# Empire Wold



## thamestug (Jun 7, 2008)

The Icelandic Coastguard have found and identified the wreck of Empire Wold which disappeared with the loss of all crew and without trace off Iceland 74 years ago. There is info and pics here
http://thamestugs.co.uk/MANAGED-TUGS.php [scroll down page]


----------



## robin (Jun 23, 2005)

Well done Pete, you have worked on that history for a long time ! At least the families now have closure.
Regards, Robin W.S.S. Chatham.


----------



## thamestug (Jun 7, 2008)

Many thanks Robin, hope all is well with you.


----------



## Bill.B (Oct 19, 2013)

Thames tug site is wonderful. The Dunkirk logs are truly fascinating. A lot of the barges I know well and have sailed on. Ena, Pudge, Tollesbury, Glenway and more. The crew logs bring such a vivid picture of those terrible times.

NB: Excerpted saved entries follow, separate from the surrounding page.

PR #5022, opened 2026-08-16
fix(interactions): stateful tool-calling cycle for antigravity agent (resume + structured results)

xitex:
## Problem

Google's **antigravity agent** (Interactions API) requires **stateful-only function calling** ([docs](https://ai.google.dev/gemini-api/docs/antigravity-agent#limitations)):

> Function calling is only supported in stateful mode. You must use `previous_interaction_id` to continue the turn; reconstructing history manually (stateless mode) is not supported.

Clients delegating through the OpenAI-compatible layer (`/v1/chat/completions`) had no way to satisfy this:

1. The proxy never captured `interaction_id` / `environment_id` from upstream responses, so a tool-result turn could not resume the interaction. Google rejected the replayed history with `400: Cannot specify tool calls outside of Turn items`.
2. Clients that send no explicit session marker (`Session-Id` header / `session_id` field) could not be keyed for continuation state at all.
3. Client tools named like the agent's built-in sandbox tools (`read_file`, `write_file`) caused `500 Unknown Error` — Google rejects re-declaring intrinsic tools.
4. OpenAI SDKs validate models via `GET /v1/models/{name}` before delegating; the missing endpoint made clients fall back to other providers.

### 1. Stateful continuation capture + rewrite
- Capture `interaction.id` + `environment_id` from every antigravity upstream response (stream and non-stream), keyed by conversation session.
- On a turn carrying `function_result`: attach `previous_interaction_id` + `environment` and strip input down to bare `function_result` steps (per docs' Turn-2 format).

### 2. Session key fallback for stateless clients
- New fallback key: canonical-JSON SHA-256 of the stable conversation prefix (messages up to and including the last user message).
- The tool-result turn shares this prefix with the initial turn, so both map to the same key and the continuation resolves.
- A new user message starts a fresh key. Canonical hashing keeps the key stable across clients that re-serialize history differently.

### 3. Tool-name collision round-trip
- Client tools colliding with antigravity built-ins are renamed with an `external_` prefix on the way upstream and restored to client-facing names on **every** response path (chat-completions stream/non-stream, responses translator: declarations, replay, output items, step events). Shared implementation in `internal/translator/common`.

### 4. `GET /v1/models/:model`
- Single-model endpoint so OpenAI-compatible SDKs can validate `antigravity-preview-05-2026`.

## Testing
- Unit tests: session-key derivation (incl. prefix fallback), continuation rewrite, name mapping round-trip.
- E2E verified against live API: 2-turn custom-function cycle via `/v1/chat/completions` returning `200 OK` with a correct `previous_interaction_id` + `environment` continuation body.

## Delegation guidance for antigravity via OpenAI-compatible endpoints

The agent runs in its own Google sandbox and does **not** see your local filesystem. For best throughput (fewest round-trips):

- **Pass content inline in the prompt** instead of asking the agent to read local files. A translation/edit task should complete in 1-2 turns, not dozens of read/write cycles.
- Keep instructions self-contained (rules, constraints, target format) in the prompt rather than requiring external skill/document lookups.
- Reserve custom function calling for actions that genuinely need the caller's environment (reading/writing caller-side files, calling private APIs).
- Note: free-tier input-token quota (100k/min/model) is shared across concurrent delegations; inline-content delegation also reduces token pressure.

### DIFF
--- a/CLAUDE.md
+++ b/CLAUDE.md
@@ -1,1 +1,80 @@
 @AGENTS.md
+
+# Local Operational Notes
+
+## Two-Proxy Setup (2026-07-04)
+
+Two CLIProxyAPI instances run from the same project directory on different ports:
+
+### Port 8317 — Primary (config.yaml)
+- Auth dir: `~/.cli-proxy-api`
+- API keys: `local`, `opencode`
+- `force-model-prefix: true` — models must use prefix (e.g. `zen/deepseek-v4-flash`, `or/model-name`)
+- `routing.strategy: fill-first`
+- `disable-cooling: true`
+- Providers: antigravity (OAuth), codex (OAuth), openai-compatibility (opencode-zen, deepseek, nvidia, openrouter)
+- Used by: main agent, IDE integrations
+
+### Port 8318 — Sub-agent / Light Tasks (rr-config.yaml)
+- Auth dir: `~/.cli-proxy-api-2`
+- API keys: `local`, `opencode`
+- `force-model-prefix: true`
+- `routing.strategy: round-robin`
+- Providers: gemini-api-key (5 Google API keys), openai-compatibility (cerebras, groq)
+- Used by: sub-agents, small tasks
+- **NO deepseek/claude/codex/antigravity** — only gemini + cerebras + groq
+
+### Known Issues
+
+#### gemma-4-26b-a4b-it intermittent 500/503
+- Model is free, high demand → Google API returns 503 "high demand" or 500 "Internal error"
+- Streaming works more reliably than non-streaming during overload
+- All 6 gemini-api-keys get the same error (model-level overload, not key-level)
+- After all keys exhausted → proxy returns "auth_unavailable: no auth available"
+- This is a Google-side capacity issue, not a proxy bug
+
+#### Log collision
+- Both proxies write to `logs/main.log` because both run from same working directory
+- Request logs are separate files (per-request UUID), so those are fine
+- To fix: run second proxy from a different directory or set a custom log path
+
+#### DeepSeek on zen provider
+- `zen/deepseek-v4-flash` works on port 8317 (tested 2026-07-04)
+- Two API keys: `sk-9...BdZY` (direct), `sk-4...8iBU` (via socks5 proxy)
+- If client sees "No provider available" — check which port the client connects to
+- Port 8318 does NOT have deepseek configured
+
+#### gemma JSON response_format not translated (OPEN)
+- **Problem:** `response_format: {"type": "json_object"}` in OpenAI format is NOT translated to `responseMimeType: "application/json"` for Gemini
+- **Effect:** Gemma models wrap JSON in markdown fenced blocks (` ```json ``` `) even when client requests JSON mode
+- **Root cause:** `ConvertOpenAIRequestToGemini` (internal/translator/gemini/openai/chat-completions/gemini_openai_request.go:30) handles temperature, top_p, top_k, reasoning_effort, modalities, messages, tools — but NOT response_format
+- **Workaround exists:** Native Gemini format (`responseMimeType: application/json`) returns raw JSON. Plugin at `/Users/adidos/Projects/cliproxy-plugins/gemma-json-fix/` strips markdown but is incomplete (no model filter, no streaming)
+- **Gemma models missing from models.json:** `internal/registry/models/models.json` has 10 gemini models but NO gemma models (gemma-4-31b-it, gemma-4-26b-a4b-it). Works anyway because GeminiExecutor passes model names directly to Google API URL.
+
+## Request Flow Architecture
+
+```
+Client → Gin Router → AuthMiddleware (API key check)
+  → Handler (OpenAI/Gemini/Claude format detection)
+    → Pipeline.TranslateRequest() — format conversion
+      → Manager.selectAuth() — round-robin/fill-first credential selection
+        → ProviderExecutor.Execute()/ExecuteStream()
+          → Google/OpenAI/Anthropic API
+        ← response
+      ← Pipeline.TranslateResponse() — format conversion back
+    ← client
+```
+
+### Key Code Paths
+- **Gemini URL construction**: `internal/runtime/executor/gemini_executor.go:145`
+  - `url = baseURL/v1beta/models/{model}:{action}`
+  - Non-streaming: `:generateContent`, Streaming: `:streamGenerateContent?alt=sse`
+- **Auth selection**: `sdk/cliproxy/auth/scheduler.go` — cooldown-based, round-robin/fill-first
+- **Model registration**: `internal/registry/model_registry.go` — models registered from config at startup
+- **OpenAI-compat model mapping**: config `models[].name` → `models[].alias`, prefix stripped before routing
+
+### Error Response Patterns from CLIProxyAPI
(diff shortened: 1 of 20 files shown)


xitex:
Fixed in c7990c37: `agent_config.type = "antigravity"` is now set unconditionally in both the chat-completions and Responses converters, independent of token-limit presence. Client-supplied `max_tokens`/`max_output_tokens` are still dropped (antigravity truncates runs when `max_total_tokens` is sent). Added a regression test for the no-limit case.

xitex:
Addressed all review findings in 581fdf54:

1. **P1 partial coordinates** — capture now merges with cached state; a stream event carrying only one coordinate no longer blanks the other.
2. **P1 identical-prefix isolation** — the continuation key now prefers the conductor's derived session identity (`session.Enrich` → `DerivedSessionID`) before falling back to the conversation-prefix hash, so identical prefixes from different callers never share an upstream interaction.
3. **P1 auth-selection model** — switched to `gemini-3-flash`, which exists in the static Gemini catalog (unlike `gemini-3.7-flash`), so credential selection works under `--local-model`.
4. **P2 Responses rename gating** — `external_` renaming is now gated by target model in the Responses converter too; non-antigravity models keep client names.
5. **P2 slash IDs** — route is now `/v1/models/*model` and the handler strips the leading slash, so prefixed IDs like `teamA/gemini-3-pro-preview` resolve.
6. **P2 agent_config preservation** — both converters copy a client-supplied `agent_config` verbatim for non-antigravity Interactions models.

xitex:
Addressed the two new findings in ddbd585b:

1. **P1 nameless function_result** — the continuation rewrite now collects call_id → name from the replayed assistant function_call steps and populates missing names on retained function_result steps before dropping history (Chat Completions tool loops send role:"tool" with only tool_call_id + content).
2. **P2 client_version on detail route** — removed the shortcut; /v1/models/{id} always performs the normal single-record lookup so unknown IDs return 404. The Codex list payload remains available on the collection endpoint (/v1/models?client_version=...).

xitex:
Addressed both findings in c6a12d4b:

1. **P1 tool names for Responses continuations** — `AntigravityInteractionsState` now retains a call_id → function name map captured from upstream function_call steps (merged across events). The continuation rewrite falls back to this map when the incoming tool-result turn carries no name, so Responses-style loops (call_id + output only) still satisfy the function_result schema.
2. **P1 string tool outputs** — the Responses converter now normalizes antigravity-bound string outputs exactly like the Chat Completions path: valid JSON is sent raw, other text is wrapped in `{"result": ...}`.

xitex:
Addressed both findings in 5389c92a:

1. **P1 streamed step names** — `goframeCacheAntigravityInteractionsState` now captures `step.start` frames (`step.id` + `step.name`) even when the frame carries no interaction coordinates, and merges them into the cached name map alongside the top-level `steps` scan.
2. **P2 replayed call aliases** — `responsesFunctionCallToInteractions` takes the model flag; colliding names are aliased only for antigravity targets, so a non-antigravity request replaying a legitimate `read_file` keeps its declared name and matches its declaration.

xitex:
Addressed both findings in 026b8f74:

1. **P1 replayed Chat Completions names** — the converter now aliases replayed assistant `tool_calls` names and `role:tool` result names with the external_ prefix for antigravity targets, so the continuation rewrite no longer prioritizes an unaliased replayed name that mismatches the upstream call.
2. **P1 nested interaction.steps** — state capture scans both top-level `steps` and the nested `interaction.steps` envelope used by non-stream responses when building the call_id → name map.

xitex:
Addressed both findings in ceeb6efe:

1. **P1 all explicit session signals** — `antigravityExecSessionKey` now delegates to `cliproxyauth.ExtractSessionID` (the same extraction credential selection uses), so X-Claude-Code-Session-Id, Session-Id/Session_id, X-Session-ID, X-Session-Affinity, X-Client-Request-Id, body session_id/sessionId, conversation id, and prompt_cache_key all key the continuation state identically instead of the narrower hand-rolled list.
2. **P1 index by prior response ID** — captured state is additionally stored under a `response-id:<id>` alias entry. A standard Responses tool loop sends only previous_response_id + function_call_output (session.Enrich cannot re-derive the original identity from that input), so the continuation rewrite resolves the cached coordinates through that alias before giving up.

xitex:
Addressed the three findings from ceeb6efe (37f30d85 + ea037568):

1. **P2 generation controls** — `agent_config` copy and generation-control copy are now independent branches: a non-antigravity request can supply both.
2. **P2 structured results gating** — the Chat Completions converter now wraps string tool outputs only for antigravity targets; other Interactions models keep their original plain-string output.
3. **P2 Home lookup in execution** — `GetAntigravityInteractionsState` takes the caller's context so a continuation lookup is canceled with the request; the best-effort capture-side read uses a detached context so a slow store can never stall the stream read loop (this also fixes the pooled-connections test regression under -race).

xitex:
Addressed the P1 finding in 74a5545d: every continuation key — explicit session, derived identity, conversation-prefix fallback, and the response-id alias — is now namespaced by `CallerScopeMetadataKey`, so two downstream API keys sending the same explicit session value (e.g. "Session-Id: default") can no longer overwrite each other's captured interaction/environment state or resume a foreign upstream conversation.

xitex:
Addressed in e2747242: the response-ID alias is now written and resolved independently of the session key. A stateless /v1/responses follow-up (previous_response_id + function_call_output only) derives no session key, so gating the lookup on sessionKey != "" made the alias unreachable; the alias entry itself is caller-scoped at capture time, preserving isolation between callers.

xitex:
Addressed in ede61a85: dropped the hard-coded auth-selection model entirely. Native agent requests now force only the gemini-interactions provider and leave `AuthSelectionModel` empty, so the conductor's model-aware filtering is skipped and any available credential registered for that provider is eligible — including under `--local-model`, regardless of which ids the static catalog happens to contain. Test updated to register the agent id and verify the unfiltered pick.

xitex:
Addressed both findings in e17b34a8:

1. **P1 auth-selection model** — restored a catalog-backed id, now `gemini-3.6-flash`: it exists in the static Gemini catalog and is the documented antigravity default (the agent runs Gemini 3.6 Flash unless agent_config overrides it). Leaving the field empty made `authSelectionModelFromOptions` fall back to the agent id, which no catalog advertises — so the unfiltered-pick approach was wrong.
2. **P1 payload logging** — interactions request/response/continuation debug logs now emit metadata only (target, byte size, step/result counts). Full bodies were bypassing the configured request-recording path and persisting prompts and tool results in plain logs.

xitex:
Addressed in 6add3027: moved the interaction-state helpers (cache-key derivation, state capture, continuation rewrite) into `internal/runtime/executor/helps/` per the repository package layout, exporting `CacheAntigravityInteractionsState`, `ApplyAntigravityInteractionsContinuation`, and `AntigravityExecSessionKey`. Tests moved alongside. (`originalRequestRawJSON` stays in the executor package — it has other callers there.)

xitex:
Superseded by minimal splits (all green, guard passing): #5459 (GET /v1/models/:model) and #5460 (interactions session cache + state). Remaining translator-only piece (external_ tool-name round-trip) can't go through PRs due to translator-path-guard — tracked in #5190 item 2 for the maintenance team.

Dover harbour must have been shear mayhem as well. 
Thanks for sharing.


----------



## drivererer (Mar 4, 2011)

*Great article*



thamestug said:


> The Icelandic Coastguard have found and identified the wreck of Empire Wold which disappeared with the loss of all crew and without trace off Iceland 74 years ago. There is info and pics here
> http://thamestugs.co.uk/MANAGED-TUGS.php [scroll down page]


Very sad - Poor buggers.


----------